According to the Panama Papers released in April 2016 at least 37 offshore companies, are connected to 44 of Africa’s 54 countries. The leaked files show these companies’ operations, which have gone on to be named in legal proceedings or criticised by national or international agencies. More than 1,400
companies in the files of the offshore law firm Mossack Fonseca have names that indicate mining or natural resource extraction interests – raising fresh concerns about how tax havens could have been used to exploit the natural wealth of the African continent. According to the African Union High
Level Panel on Illicit Financial Flows from Africa , the extractives sector is the biggest perpetrator of the theft of Africa’s financial resources through Illicit Financial Flows (IFFs). African countries lose an estimated US$50 billion revenue through IFFs each year .

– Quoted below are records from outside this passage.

PR #119, opened 2024-05-19
Privacy 2024 - Implement CCPA link metric

bstandaert-wustl:
---

**Test websites**:

- https://ebay.com
- https://walmart.com


max-ostapenko:
@bstandaert-wustl please move it into privacy chapter custom metric under `dist/privacy.js` file

max-ostapenko:
Number of the websites that make sense to test for CCPA compliance is quite small compared to the dataset, particularly considering the crawlers run from Virginia, not California.

Could we define the eligible set of sites to optimize it, e.g. using locale, TLD?

pmeenan:
FWIW, The crawl runs from most of the US regions of Google Cloud so there's SOME California testing (~1/7 of the crawl) but it's not deterministic and hard to say how IP geolocation works for any of the regions.

bstandaert-wustl:
@max-ostapenko From https://petsymposium.org/popets/2022/popets-2022-0030.pdf:

> the CCPA applies to all websites doing business in California, regardless of the domicile of their business or the language of their website.

I don't think we have a reasonable way to filter on "doing business in California". Perhaps we could rank sites by monthly traffic and take only the top fraction (since the CCPA has a minimum user threshold).

bstandaert-wustl:
Per the discussion in Slack, @umariqbal recommends testing this on all sites and framing it as “prevalence of enforcement mechanisms” rather than compliance: https://httparchive.slack.com/archives/C023K97SR8U/p1716560204137519

Are there any other changes you recommend making to this before the deadline?

dist/ccpa-link.js
```diff
@@ -0,0 +1,67 @@
...
+]
+
+// https://petsymposium.org/popets/2022/popets-2022-0030.pdf page 627
+const CCPAExclusionPhrases = [
+    'terms',
+    'user agreement',
+    'service agreement',
+    'conditions of use',
+    'terms of usage',
+    'privacy notice',
```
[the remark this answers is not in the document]
max-ostapenko: @bstandaert-wustl sorry, was unsubmitted. Can you see it now?

dist/ccpa-link.js
```diff
@@ -0,0 +1,67 @@
...
+    'login',
+    'terms and conditions apply',
+    'accessibility',
+    'your data in search',
+    'shield',
+    'promo',
+    'campaign',
+    'deal',
+    'ad choice',
+    'january',
```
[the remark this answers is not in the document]
bstandaert-wustl: The list comes from this paper: https://petsymposium.org/popets/2022/popets-2022-0030.pdf. They ran a test crawl and then manually checked the results, so all of the exclusion phrases caused a false positive on at least one site. I don't think they identify which sites though.

dist/ccpa-link.js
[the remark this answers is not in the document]
bstandaert-wustl: I can, thanks. I don't know where this scenario occurs, but the authors of the linked paper claim it does.

tunetheweb:
@max-ostapenko @bstandaert-wustl what's the latest on this? We need to merge this today if we want to include it in the Web Almanac 2024.

bstandaert-wustl:
@tunetheweb I think the remaining questions are minor - if we aren't able to resolve them before your deadline, can you go ahead and merge this?

max-ostapenko:
Yeah, I see no blockers. 👍

tunetheweb (approved):

tunetheweb:
Got merge conflicts now @max-ostapenko . Can you resolve?

dist/privacy.js
```diff
@@ -341,5 +341,72 @@ return JSON.stringify({
...
+      'terms of sale',
+      'login',
+      'terms and conditions apply',
+      'accessibility',
+      'your data in search',
+      'shield',
+      'promo',
+      'campaign',
+      'deal',
+      'ad choice',
```
max-ostapenko, line 382:
```suggestion
```

@bstandaert-wustl Isn't `Your ad choices` a valid CCPA link?

dist/privacy.js
```diff
@@ -321,7 +321,7 @@ return JSON.stringify({
       'geolocation.+watchPosition'
     ),
   },
-
+
```
max-ostapenko, line 324:
```suggestion

```
@bstandaert-wustl linting edit

max-ostapenko (changes requested):

dist/privacy.js
max-ostapenko: Seems it's some alternative framework.

max-ostapenko:
@tunetheweb please merge

max-ostapenko (approved):

dist/privacy.js
bstandaert-wustl: I believe it's usually for https://en.wikipedia.org/wiki/AdChoices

To address these weaknesses, African governments have embraced several frameworks such as the Africa Mining Vision (AMV). The AMV is the continent’s overriding framework for mining sector governance. The AMV’s ultimate strategic goal is to use Africa’s mineral resources to promote broad-based socio-economic development of the continent. The principles espoused in the AMV are applicable in the oil and gas sectors as well. One of the pillars of the AMV is the Fiscal Regime and Revenue Management.
Key terms to know:
Africa Mining Vision (AMV)-The Africa Mining Vision was adopted by African Union Heads of State at the February 2009 AU summit following the October 2008 meeting of African Ministers responsible for Mineral Resources Development. It is Africa’s own response to tackling the paradox of great mineral wealth existing side-by-side with pervasive poverty. The AMV seeks to foster a “transparent, equitable and optimal exploitation of mineral resources to underpin broad-based sustainable growth and socio-economic development.” The AMV is thus an ambitious change-making process. The
pathways to the implementation of the AMV require an analysis of the change process that the AMV aims to unleash.

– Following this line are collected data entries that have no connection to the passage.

PR #120, opened 2024-05-23
[Performance 2024] Added bytesPerPixel (BPP) property to Images custom metric

kevinfarrugia:
Add `bytesPerPixel` custom metric. This is calculated as (filesize in bits) / (image display height * image display width)

**[Note that it would return `0` for cross-origin images that do not include the `timing-allow-origin` header.](https://developer.mozilla.org/en-US/docs/Web/API/PerformanceResourceTiming/encodedBodySize#value)**

---
**Test websites**:

- https://web.dev
- https://almanac.httparchive.org/

### DIFF
--- a/dist/Images.js
+++ b/dist/Images.js
@@ -24,6 +24,11 @@ var wptImages = function (win) {
               el.getBoundingClientRect().right >= 0 &&
               el.getBoundingClientRect().top <= window.innerHeight &&
               el.getBoundingClientRect().left <= window.innerWidth,
+            bytesPerPixel:
+              (performance.getEntriesByName(el.currentSrc)[0]
+                ?.encodedBodySize *
+                8) /
+              (el.width * el.height),
           });
         }
       }


tunetheweb:
A few questions:
1. Why encoded body size instead of decoded body size? If specifically interested in encoded I think we should include that in the name.
2. Does this belong in performance or images custom metrics?
3. I noticed this is already being calculated (with decoded body size) in [responsive_images.js](https://github.com/HTTPArchive/custom-metrics/blob/main/dist/responsive_images.js) custom metric. Could that be used? Or extended if you really want encoded body size.

kevinfarrugia:
1. Fair point. It isn't clear on https://github.com/w3c/largest-contentful-paint/issues/86 whether it is calculated on encoded or decoded body size. Other tools (for example https://www.phpied.com/quick-bpp-image-entropy-check/) seem to use `decodedBodySize` so we followed suit.
2. I'm not sure of the standard being followed TBH. Originally we were going to place it in its own file but thought in the Images.js mde the most sense. The performance.js file doesn't include all images, only LCP elements—TBF we are after BPP on LCP image.
3. Will check. At a glance it seems to be correct and also checks `wptRequest.response_headers` for cross-origin resources.

tunetheweb:
Oh I  missed that this was being added to images.js, I presumed it was for performance.js. Oops. OK seems fine in images.js (unless easy to add to responsive_images.js). Ideally we'd merge that and responsive-images.js I guess, but that seems like a bigger change we'd want to do with the Media chapter.

tunetheweb:
> Fair point. It isn't clear on https://github.com/w3c/largest-contentful-paint/issues/86 whether it is calculated on encoded or decoded body size.

I would imagine it's decoded size.

> Other tools (for example https://www.phpied.com/quick-bpp-image-entropy-check/) seem to use decodedBodySize so we followed suit.

But you didn't. You used _encoded_ size?

kevinfarrugia:
> > Other tools (for example https://www.phpied.com/quick-bpp-image-entropy-check/) seem to use decodedBodySize so we followed suit.
> 
> But you didn't. You used _encoded_ size?

Sorry I mixed them up. The other tools use `encodedBodySize` but TBF I am not sure which is correct.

Country Mining Vision- This is an individual country’s blueprint based on the pillars of the AMV on how mining can contribute better to local development by making sure workers and communities see real benefits from large-scale industrial mining and that their environment is protected. Though they are country-specific, the CMVs’ design should be based on the Africa Mining Vision as the all-Africa template for making sure that these nations are able to reap a fair share of the benefits of mining, oil and gas to improve the quality of life of their populations by domesticating the AMV at the national level.
African Minerals Development Centre (AMDC)- The African Union (AU) Heads of State and Government established the African Minerals Development Centre (AMDC) to provide strategic technical and operational support for the Vision and its Action Plan. The mission of the Centre is to work with Member States and their national and regional organisations to promote the transformative role of mineral resources in the development
of the continent through increased economic and social linkages.

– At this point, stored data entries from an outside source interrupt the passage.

PR #123, opened 2024-05-28
Added a custom metric to store local and session storage keys and val…

shaoormunir:
This PR adds a new custom metric to capture and return all key-value pairs from `localStorage` and `sessionStorage` of the first-party website.

## Changes

- Added `getLocalStorageKeyValues` function to retrieve all key-value pairs from localStorage.
- Added `getSessionStorageKeyValues` function to retrieve all key-value pairs from sessionStorage.
- Aggregated the results of both functions into a single object `storageData` to return for storage.

Testing was done on the `webpagetest.org.`

---

**Test websites**:

- https://tmz.com
- https://cnn.com

### DIFF
--- a/dist/local_session_storage_key_values.js
+++ b/dist/local_session_storage_key_values.js
@@ -1,9 +1,19 @@
 function getLocalStorageKeyValues() {
-  return { ...localStorage };
+  return Object.keys(localStorage)
+    .reduce((obj, key) => {
+      const value = localStorage.getItem(key);
+      obj[key] = value ? value.substring(0, 256) : value;
+      return obj;
+    }, {});
 }
 
 function getSessionStorageKeyValues() {
-  return { ...sessionStorage };
+  return Object.keys(sessionStorage)
+    .reduce((obj, key) => {
+      const value = sessionStorage.getItem(key);
+      obj[key] = value ? value.substring(0, 256) : value;
+      return obj;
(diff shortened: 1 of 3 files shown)


tunetheweb:
This has the potential to be quite large (10MB or more per domain). I think we should limit each value to the first X bytes (for some value of X) and/or exclude large base64 pieces of data (which could be encoded pictures).

WDYT?

shaoormunir:
@tunetheweb I agree with the size issue, will add a few size and length constraints while storing values.

tunetheweb:
Any update @shaoormunir  as we have one week to get this reviewed and merged and have a growing queue of other metrics too.

shaoormunir:
@tunetheweb updated to only store the first 256 bytes for each local and session storage item

tunetheweb:
As discussed in https://github.com/HTTPArchive/custom-metrics/pull/124#issuecomment-2155352026 we should remove the number of calls.

I'm also questioning the value of the local and session storage data. Even with the 256 cap, it still can be quite big looking at the CNN example for example. That makes every single call for custom metrics, or payloads bigger, slower, and more expensive for every single user of the HTTP Archive. Do we have concrete plans for this data to justify that?

rviscomi:
Closing due to inactivity but feel free to reopen if you're able to address the feedback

Extractive Industries Transparency Initiative (EITI)- this is a global standard to promote the open and accountable management of natural
resources. The standard requires information from the point of extraction, revenue to government and ultimately how it benefits citizens.
International Council for Minerals and Metals- Is an international organisation dedicated to improving the social and environmental performance
of the mining and metals industry.
Local Content- The value brought to the local, regional or national economy from an extraction project, this includes hiring local labour and procuring local goods and services from the host country.
Free Prior Informed Consent (FPIC)- This represents the highest standard possible for the involvement of communities in decision making about large extractive projects. This entitles the community to determine the outcome of decisions that affect them especially on the protection of their economic, social and cultural rights, the extractives activities to be undertaken, setting the terms and conditions of the economic, social and environmental impacts of all phases of the project and are given the opportunity to approve (or reject) projects prior to the commencement of operations.
Production Sharing Contract- This is an agreement between the government and a private oil company, whereby the company explores and produces the oil, while the government receives a proportion of the oil produced after costs have been paid.
Upstream- A component of the oil and gas industry that includes exploration, development, production and decommissioning/closing down.
Midstream- The component in the oil and gas industry that includes transportation and storage.
Downstream- The component in the oil and gas industry that includes manufacturing of the products through oil refining, gas processing and Petrochemical processes; this includes selling of the products to the market.